Evaluation order of named parameters

Question

Possible Duplicate:
Are parameters evaluated in order when passed into a method?

Say I have

void foo (int x, int y)

and call it by:

foo(y: genNum(), x: genNum())

Does C# guarantee the evaluation order of x and y in this case?

Answer 1

According to the specification, arguments are always evaluated from left to right. Unfortunately, there are a few bugs in some corner cases in C# 4.0. See Eric Lippert's post at Are parameters evaluated in order when passed into a method? for more details.

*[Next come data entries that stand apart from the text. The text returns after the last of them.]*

PR #926, opened 2022-03-17
feat: ArrayBuffer::new_backing_store_from_ptr

DjDeveloperr:
useful for https://github.com/denoland/deno/pull/13633
which currently uses a "hack" to create externally backed array buffers: https://github.com/littledivy/deno/blob/4fb9b90da6bcab9690ba2113083520f709a0b636/cli/napi/js_native_api.rs#L312
also needed to make zero-copy arraybuffers (returned from FFI. there is UnsafePointerView#getArrayBuffer, which currently copies)

### DIFF
--- a/tests/test_api.rs
+++ b/tests/test_api.rs
@@ -513,14 +513,6 @@ fn get_isolate_from_handle() {
   check_eval(scope, Some(false), "3.3 / 3.3");
 }
 
-pub extern "C" fn backing_store_deleter_callback(
-  _data: *mut c_void,
-  _byte_length: usize,
-  _deleter_data: *mut c_void,
-) {
-  // no-op
-}
-
 #[test]
 fn array_buffer() {
   let _setup_guard = setup();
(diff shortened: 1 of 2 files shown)


tests/test_api.rs
```diff
@@ -513,6 +513,14 @@ fn get_isolate_from_handle() {
   check_eval(scope, Some(false), "3.3 / 3.3");
 }
 
+pub extern "C" fn backing_store_deleter_callback(
+  _data: *mut c_void,
+  _byte_length: usize,
+  _deleter_data: *mut c_void,
+) {
+  // no-op
```
aapoalas, line 521: Should part of the test be to assert based on the data here? Though, assertions here would try to unwind through C++ so that'd be pretty bad. Maybe cout based assertions could be utilized?

DjDeveloperr: Not sure I understand, why should we assert the data here? This finalized callback doesn't need to be utilized since the pointer is to slice owned by Rust, it will be freed when it goes out of scope - which is pretty bad though. Maybe I should use manually allocated memory for this test using `std::alloc`, such that I can assert data before freeing it?

aapoalas: Hmmm, well definitely the intended use case for this function is in general about memory more akin to `std::alloc`, ie. memory outside of Rust's borrow checker / memory management.

The current test asserts that the API can be called but not if it actually functionally works. That is, of course, more about V8 testing but one could argue that the bindings should still be tested with some code functionality as well.

So in short what I mean is that the callback could assert that the arguments are as expected: length is the same, data can be asserted to be equal to what was originally there, and that the `deleter_data` has passed through V8 unmolested (well, that is if we want to add some eg. `Box` as the data).

The eventual use-case for this API may well end up looking like this, a complete no-op as the deleter callback. But it might also be that some use-case will be found where a custom deleter callback is indeed needed. The callback argument assertions would be tests in preparation for that.

TimDiekmann:
We are highly interested in this change. Is there a way to help out to get this ready? What's needed to be able to merge this?

piscisaureus:
Before I accept this PR:

I really don't want to add yet another flavor of `ArrayBuffer::new_backing_store_that_does_something_very_specific()`.
We should make an attempt to add a general-purpose, safe, and rust-idiomatic `BackingStore` solution.

For example a trait that can turn any object into a backing store:

```rust
pub trait CustomBackingStore {
  // Returns the bytes that are available in v8.
  fn buffer(&mut self) -> &mut [u8];
}

impl ArrayBuffer {
  pub fn with_backing_store<'s, B: CustomBackingStore>(
    scope: &mut HandleScope<'s>,
    backing_store: B,
  ) -> Local<'s, ArrayBuffer> {
    // magic that makes it work.
  }
}

// Now you can go wild
struct CrazyBackingStore {
  stuff: Box<Box<Box<Box<[u8]>>>>;
  farewell: String
}
impl CustomBackingStore for CrazyBackingStore {
  fn buffer(&mut self) -> &mut [u8] {
    &mut (****self.stuff)[9..17]
  }
}
impl Drop for CrazyBackingStore {
  fn drop(&mut self) {
    eprinln!("See ya never! {}", &self.farewell);
  }
}

fn main() {
  // ...
  let fun = CrazyBackingStore { 
    stuff: Box::new(Box::new(Box::new(&b"long story this will be in the backing store"[..].into()))),
    farewell: "😂😂😂".to_owned()
  };

 // This works!
 let ab = v8::ArrayBuffer::with_backing_store(&mut scope, fun);
}
```

piscisaureus:
That said, I know n-api exposes a very low-level interface, exactly like this newly proposed API. 
If we want to emulate napi, we'll need this. So, LGTM

piscisaureus (approved):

As an aside, this is probably bad practice. If you want to guarantee the order that the arguments are evaluated, capture the result in a local variable first and then pass the results to the consuming method like:

int capturedY = genNum(); //It is important that Y is generated before X!
int capturedX = genNum();
foo(capturedX, capturedY);

I can't think of a good reason to not do it that way.

Answer 2

This is not an answer, Just to show the side effect.

public void Test()
{
    foo(y: genNum(), x: genNum());
}

int X=0;
int genNum()
{
    return ++X;
}

void foo(int x, int y)
{
    Console.WriteLine(x);
    Console.WriteLine(y);
}

OUTPUT:

2
1

Answer 3

According to the C# In Depth – Optional Parameters and Named Arguments:

...The second of these calls reverses the order of the arguments, but the result is still the same, because the arguments are matched up with the parameters by name, not position.

In your case first will be executed y and after x, as it appears first (from the left) in the function declaration.

The fact that it's really ends up like a second parameter, is an implementation detail of C# compiler that implements named parameters.